◆ Supplied records
-------
PR #6898, opened 2026-07-30
perf(dashboard): avoid hydrating discarded sentinel log rows

Flo4604:
## What does this PR do?

- explicitly enables ClickHouse lazy materialization for Sentinel request logs
- raises the lazy-materialization threshold from ClickHouse's default `LIMIT 10` to the dashboard's `LIMIT 50`
- keeps the page fetch as one ClickHouse query with no application-level selection/hydration waterfall
- preserves filters, ordering, offset pagination, total counts, and the response contract

## Why

The request-log query selected request bodies, response bodies, headers, and query parameters before sorting a project-wide six-hour window and applying `LIMIT 50`.

Production had lazy materialization explicitly disabled (`query_plan_optimize_lazy_materialization = 0`). Even when enabled, ClickHouse defaults `query_plan_max_limit_for_lazy_materialization` to 10, below the dashboard's 50-row page size. As a result, ClickHouse read every large payload column for roughly 2.7 million rows and discarded all but 50.

This query now enables lazy materialization explicitly. ClickHouse first reads only columns required for filtering and ordering, selects the page, and then loads large payload columns for the selected rows.

[ClickHouse lazy materialization documentation](https://clickhouse.com/docs/optimize/lazy-materialization)

## Production benchmark

Same workspace, project, six-hour interval, selected columns, ordering, and `LIMIT 50`:

| Query | Elapsed | Rows read | Bytes read |
| --- | ---: | ---: | ---: |
| Previous query | 33.967s | 2,709,037 | 27.59 GB |
| Lazy materialization | 0.951s | 2,723,584 | 239.35 MB |

That is approximately 36x faster and reads 99.1% fewer bytes. The row count remains similar because ClickHouse still scans the narrow filter/sort columns; it no longer reads large payload columns for discarded rows.

`EXPLAIN actions = 1` in production confirms the expected ClickHouse 26.2 plan nodes:

```text
JoinLazyColumnsStep
LazilyReadFromMergeTree
Lazily read columns: request_body, response_body, request_headers, ...
```

## Alternatives tested

| Query shape | Production elapsed | Bytes read | Outcome |
| --- | ---: | ---: | --- |
| Narrow page selection | 0.192s | 206.26 MB | Requires a second query to hydrate rows |
| Separate page hydration | 0.900s | 155.81 MB | Adds a sequential ClickHouse round trip |
| Single-query CTE | 2.112s | 362.61 MB | Repeats scans and was slower than native lazy materialization |
| Native lazy materialization | 0.951s | 239.35 MB | Fastest measured option and one round trip |

A projection was also tested and removed. ClickHouse projections do not support `optimize_read_in_order`, while the narrow selection phase was already fast. The added storage and write amplification did not justify it.

## Type of change

- [x] Bug fix
- [x] Performance improvement

## How was this tested?

- compared lazy materialization enabled and disabled against a representative local 3 million-row ClickHouse seed
- verified identical result rows for page 1, offset 5000, and filtered queries
- confirmed lazy materialization through the actual parameterized `@clickhouse/client-web` HTTP path
- verified optional status, method, path, environment, and deployment filters leave payload columns lazy
- verified production `EXPLAIN` contains `JoinLazyColumnsStep` and `LazilyReadFromMergeTree`
- measured the production query with `FORMAT Null`
- `mise exec -- pnpm --dir=web --filter @unkey/dashboard typecheck`
- `mise exec -- pnpm --dir=web biome check internal/clickhouse/src/sentinel.ts`
- `git diff --check`

## Checklist

- [x] Filled out the testing section
- [x] Self-reviewed the change
- [x] Linked the relevant ClickHouse documentation
- [x] Checked pagination and filter behavior
- [x] No console logging added
- [x] No schema, projection, or materialized-view changes required


chronark:
Is this actually faster though? now we waterfall 2 requests to clickhouse

Flo4604:
I ran the queries in prod console so yes

Flo4604:
Even with 2 queries, we could use a cte but that was abit slower

chronark:
did you factor in 300ms of network latency?

chronark:
I'm not saying this is bad lol, but doubling the round trips does raise an eyebrow

Flo4604:
depends from where you're calling :D

chronark:
correct

Flo4604:
I can make use of a CTE for sure then but it should be faster than the 10seconds im waiting rn regardless

chronark:
I feel like the solution might be to just rethink the pagination :smile:

Flo4604:
wdym

chronark:
idk, I haven't actually looked at it too deeply tbh

chronark:
why are we even loading more than we need to?

chronark:
sorry maybe it's not pagination related

Flo4604:
we're not its just slow as hell

Flo4604:
impersonate me on my steamsets account and go trough the project logs / requests

chronark:
but it really shouldn't be, that's my point :smile:
you're masking it, while it would be much nicer to fix the actual problem

chronark:
nah I believe you lol

chronark:
let me look at this later

chronark:
in an hour or so

Flo4604:
The issue is we do the select and limit it to 50 yeah?

Our table is organized by workspace → project → app → environment → time and our query spans every app/environment, ch cant jump directly to the newest 50 due to our order key

So we scan like 3million rows in my case and we pull like 30GB from s3 sort things and then only return 50 rows

The query is just bad

Flo4604:
but maybe you have a nicer way to deal with this

chronark:
right
damn

Flo4604:
[clickhouse.com/docs/…/projections](https://clickhouse.com/docs/concepts/features/projections/projections)

we could try making use of this

chronark:
I was thinking maybe we could create a materialized view for this access pattern, this looks similar

Flo4604:
projections aint it, they dont support `optimize_read_in_order` yet which would've helped us skips rows we dont want to read

Flo4604:
:D

Flo4604:
```
        SETTINGS query_plan_max_limit_for_lazy_materialization = ${LAZY_MATERIALIZATION_MAX_LIMIT}`,
```

chronark:
what sorcery is this

Flo4604:
Before: Elapsed: 39.111s Read: 2,717,879 rows (27.59 GB)

After:  Elapsed: 0.147s Read: 2,724,750 rows (239.36 MB)

Basically we tell ch to read tiny parts first e.g only stuff like request id and then it does sorting first and then reads the big parts like requests bodies etc

chronark:
oh nice

chronark (approved):

MichaelUnkey (approved):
-------
◆ Work to complete
Output the lines above exactly, but only those between the line holding "A projection was" and the line holding "- confirmed lazy", inclusive.

◆ Answer below
A projection was also tested and removed. ClickHouse projections do not support `optimize_read_in_order`, while the narrow selection phase was already fast. The added storage and write amplification did not justify it.

## Type of change

- [x] Bug fix
- [x] Performance improvement

## How was this tested?

- compared lazy materialization enabled and disabled against a representative local 3 million-row ClickHouse seed
- verified identical result rows for page 1, offset 5000, and filtered queries
- confirmed lazy materialization through the actual parameterized `@clickhouse/client-web` HTTP path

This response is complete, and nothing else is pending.